If there is an adequate clinical response within three to six months, then the glucocorticoids are tapered to the lowest possible dose as tolerated. (See 'Anti-SRP-positive' above.)

•Anti-HMGCR-positive – For most patients with anti-HMGCR-positive IMNM, we suggest treatment with IV glucocorticoids combined with IVIG (Grade 2C). Methotrexate may be added to this regimen.

Glucocorticoids are tapered according to clinical response. (See 'Anti-HMGCR-positive' above.)

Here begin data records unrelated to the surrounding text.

PR #254, opened 2020-01-05
add support for complex numbers in Learner1D

stuartthomas25:
## Description
I ran into an issue interpolating scattering matrices using adaptive where Learner1D.tell casts complex data to real. The reasoning for this is not immediately apparent so I made a small change that seems to work fine in this case. This is by no means a complete implementation but it seems to function fine with the loss function.

## Type of change

*Check relevant option(s).*

### DIFF
--- a/adaptive/learner/learner1D.py
+++ b/adaptive/learner/learner1D.py
@@ -386,8 +386,11 @@ class Learner1D(BaseLearner):
             )
 
         # either it is a float/int, if not, try casting to a np.array
-        if not isinstance(y, (float, int)):
-            y = np.asarray(y, dtype=float)
+        if not isinstance(y, (float, int, complex)):
+            if np.iscomplexobj(y):
+                y = np.asarray(y, dtype=complex)
+            else:
+                y = np.asarray(y, dtype=float)
 
         # Add point to the real data dict
         self.data[x] = y


akhmerov:
Well spotted!

Hm, for sure the original code also looks like a bug (just silently discarding the complex part is never the  right thing to do).

basnijholt:
Good catch! We should add a test that catches this problem too.

basnijholt:
I just remembered that in the past we have always recommended implementing functions that return complex numbers as a vector and add the logic in the loss function. Still, we shouldn't discard the user's input.

basnijholt:
I have added a test, @akhmerov or @jbweston, feel free to merge.

akhmerov:
How do we treat the rescaling for complex data? I expect that we apply `np.ptp` somewhere, and that might not work correctly.

basnijholt:
Damn, I hadn't thought about that.

I am tempted to just raise an error when using complex numbers, and instead recommend people to use vectors.

jbweston:
@basnijholt status update / are we blocked?

akhmerov:
We could implement some rescaling policy that we consider to be reasonably well suited to complex numbers. For example we could choose the overall scale to be scalar, and rescale the values so that both the real and imaginary parts lie within `[0, 1]` interval.

basnijholt:
I think we should close this because this is better than done using a vector. We should document how to do this though. Probably the FAQ would be a good place to do this.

•Seronegative or unknown antibody status – Patients with severe disease who are seronegative or have an unknown antibody status are treated as those with either anti-SRP-positive or anti-HMGCR-positive myopathy. The decision to treat with specific therapies (ie, rituximab or intravenous immunoglobulin [IVIG]) depends on several factors including considerations regarding comorbidities, patient preferences, and availability of specific agents. (See 'Seronegative or unknown antibody status' above.)

●Treatment of nonsevere disease – For most patients with nonsevere IMNM, we suggest initial treatment with oral glucocorticoids in combination with methotrexate (Grade 2C). Azathioprine or mycophenolate may be substituted for methotrexate if it is contraindicated or not tolerated.

For patients who do not adequately respond to initial therapy with glucocorticoids and methotrexate after three to six months, the subsequent choice of glucocorticoid-agent depends upon whether the patient is anti-SRP-positive or anti-HMGCR-positive and generally follows the same approach as for severe disease. (See 'Nonsevere disease' above.)

•Other treatment considerations – Exercise appears to be beneficial; we refer all patients to physical therapy. In addition, referral to a speech therapist for diagnosis and management of dysphagia is imperative to maximize nutritional intake and to help prevent aspiration pneumonia. (See 'Rehabilitation' above.)

●Monitoring response to therapy – Monitoring response to therapy includes serial assessments of muscle strength and endurance. (See 'Monitoring treatment response' above.)

●Relapsing or refractory disease – In most cases of relapse, we typically restart an induction therapy that includes either rituximab or IVIG. (See 'Relapsing or refractory disease' above.)

●Prognosis – The prognosis is variable. Younger seropositive patients appear to fare worse clinically than older patients. (See 'Prognosis' above.)